İSLÂM TARİHİNDEN YAPRAKLAR (48) : NEHREVAN SAVAŞI PDF 
Çarşamba, 17 Haziran 2020 00:00

İSLÂM TARİHİNDEN YAPRAKLAR (48) : NEHREVAN SAVAŞI

 

(...dünden devam)

Ben Habbab oğlu Abdullah’ın kanının su üzerinde ayakkabının bağı gibi akıp gittiğini, gözlerden kaybolduğunu gördüm. Sonra hamile cariyeyi çağırdılar. Karnını deştiler. Bu adamlar bana dünyada en çok nefret ettiğim insanlar oluverdiler. Yalnız kaldığım bir sırada kaçtım.” (İbn Ebî Şeybe, Musannef: 15/308-309)
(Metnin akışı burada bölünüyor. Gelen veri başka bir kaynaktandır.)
PR #236, opened 2021-03-26
Image thumbnails on canvases

kirschbombe:


glenrobson:
Add two canvas to both examples

kirschbombe:
- The level 1+ and h/w comments have been resolved. 
- Per cookbook authors discussion, edited to mention CDN, but transformed to a note saying that discussion of pre-caching/fast access is out of scope for this implementation discussing.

Bu eylem, halk arasına korku saldı. Hamile bir kadının karnını yarmaları ve Habbab oğlu Abdullah’ı koyun boğazlar gibi boğazlamaları bu adamların ne derece vahşî teröristler olduğunu ortaya koydu. Bunlar sadece bu kadarlıkla da yetinmediler. İnsanları ölümle tehdidettiler. Hatta içlerinden bazıları: “Yazık size, biz böyle işler yapmak için Alî’den ayrılmamıştık” diyerek arkadaşlarının yaptıklarını kınadılar (Mecmau’z-Zevâid: 6/237-238).
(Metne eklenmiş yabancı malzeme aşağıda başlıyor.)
Issue #79, opened 2019-01-08
Using Annotations for Timed Text


tomcrane:
## Using Annotations for Timed Text

(Provide link to `index.md` of the issue, if available. To be filled in after issue is created - you need the issue number!)

## Use case  
You have WebVTT data for audio or video material. How do you transform that into web annotations?

bencomp:
I think I have a highly similar use case, or perhaps an extension. In my use case, the existing data are multi-layer annotations in the [ELAN Annotation Format (PDF)](http://www.mpi.nl/tools/elan/EAF_Annotation_Format.pdf). Annotation layers ('tiers') can be hierarchical, and annotations may be references to controlled vocabularies or simply textual.

stephenwf:
@bencomp Do you think that structure would fit into ranges with each range having annotations on them? Perhaps annotation collections could be used at that point under the ranges to denote layers.

```
{
  "id": "https://example.org/manifest",
  "type": "Manifest",
  "structures": [
      {
         "id": "https://example.org/manifest/r1",
         "type": "Range",
         ....
         "annotations": [
            {
               "id": "https://example.org/manifest/r1/annoPage1",
               "type": "AnnotationPage",
               "items": [ 
                   ... converted annotations ...
                ],
               "partOf": {
                   "id": "https://example.org/manifest/layer1",
                   "type": "AnnotationCollection"
                }
            }
            ...
         ]
      }
      ...
  ]
}

```

bencomp:
@stephenwf I hadn't thought of that, but yes, that might work. The EAF spec does relate annotations on child tier to (parent) annotations in the parent tier, so I'm not fully convinced yet :)

mcwhitaker:
The Cookbook Editors' suggestion is to broaden the scope of this recipe, mentioning in the Implementation notes that we are using WebVTT in the example but other formats could also be used.

stephenmcconnachie:
> The Cookbook Editors' suggestion is to broaden the scope of this recipe, mentioning in the Implementation notes that we are using WebVTT in the example but other formats could also be used.

That's great @mcwhitaker thank you. I have lots of subtitle files in various formats -SRT and TTML, and EBU-STL for that matter - and I also have plenty of WebVTT too. If it's useful, I could request permission to provide a real world a/v file with subtitle files in all formats I have.

elynema:
[...]

PR #239, opened 2021-04-30
Creating draft of recipe for dicsussion

Dananji:
Fixes issue #79


glenrobson:
Close as I think this is now in: https://github.com/IIIF/cookbook-recipes/pull/596 but happy to re-open if needed.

Haricîler çok çirkin işler yapmalarına rağman yine de Hz. Alî, onlarla savaşta acele etmedi. Onlara, kısas uygulamak üzere kātilleri göndermeleri için haber saldı. Ama onlar inatla ve kibirle “Hepimiz kātiliz” diye cevap verdiler (İbn Ebî Şeybe, Musannef: 15/308-309). Bunun üzerine Hz. Alî, Şamlılarla savaş için hazırladığı ordu ile 38. yılı, Muharrem (658 Haziran) ayında bu adamların üzerine yürüdü. Nehrevan Irmağının batı yakasında bir yere ordusunu konuşlandırdı. Hariciler ise Irmağın doğu yakasında Nehrevan kentinin karşısında bulunuyorlardı (Ensabu’l-Eşraf: 2/63; Ḫilâfetu Alî bn Ebî Talib, s. 322; Târîḫu Bağdad: 1/205-206).

Ali ordusu Haricîlerin karşısında mevzilendi. İki asker arasında ırmak bulunuyordu. Mü’minlerin Emîri, orduya, Haricîler ırmağın batısına geç­meden savaşa başlamamalarını emretti. Ayrıca yine gönderdiği adamlarla onlara savaşı bırakmalarını öğütlüyor, dönmelerini emrediyordu. Gönderdiği Berâ bn Âzib onlara, üç gün bu davayı bırakıp dönmelerini öğütledi ama adamlar kabul etmediler (Beyhakî, Es-Sunenu’l-Kubra: 8/97; Ḫilâfetu Alî, s. 324). Alî’nin elçileri o kadar gidip geldi ki sonunda elçileri öldürdüler ve ırmağın batısına geçtiler (İbn Ebî Şeybe, Musannef: 15/325-327). Haricîler inat ve kibirlerini bu raddeye vardırınca Hz. Alî ordusunu düzene sokup savaşa hazırladı (Hilafetu Alî, s. 324). Süvari komutanı Ebu Eyyub el-Ensârî’ye güvence bayrağını kaldırıp: “Bu bayrağa gelen güvendedir; Kûfe’ye dönen güvendedir. Bizim sizinle savaşmamıza gerek yoktur. Ancak kardeşlerimizi öldürmüş olanlarla savaşacağız” demesini emretti.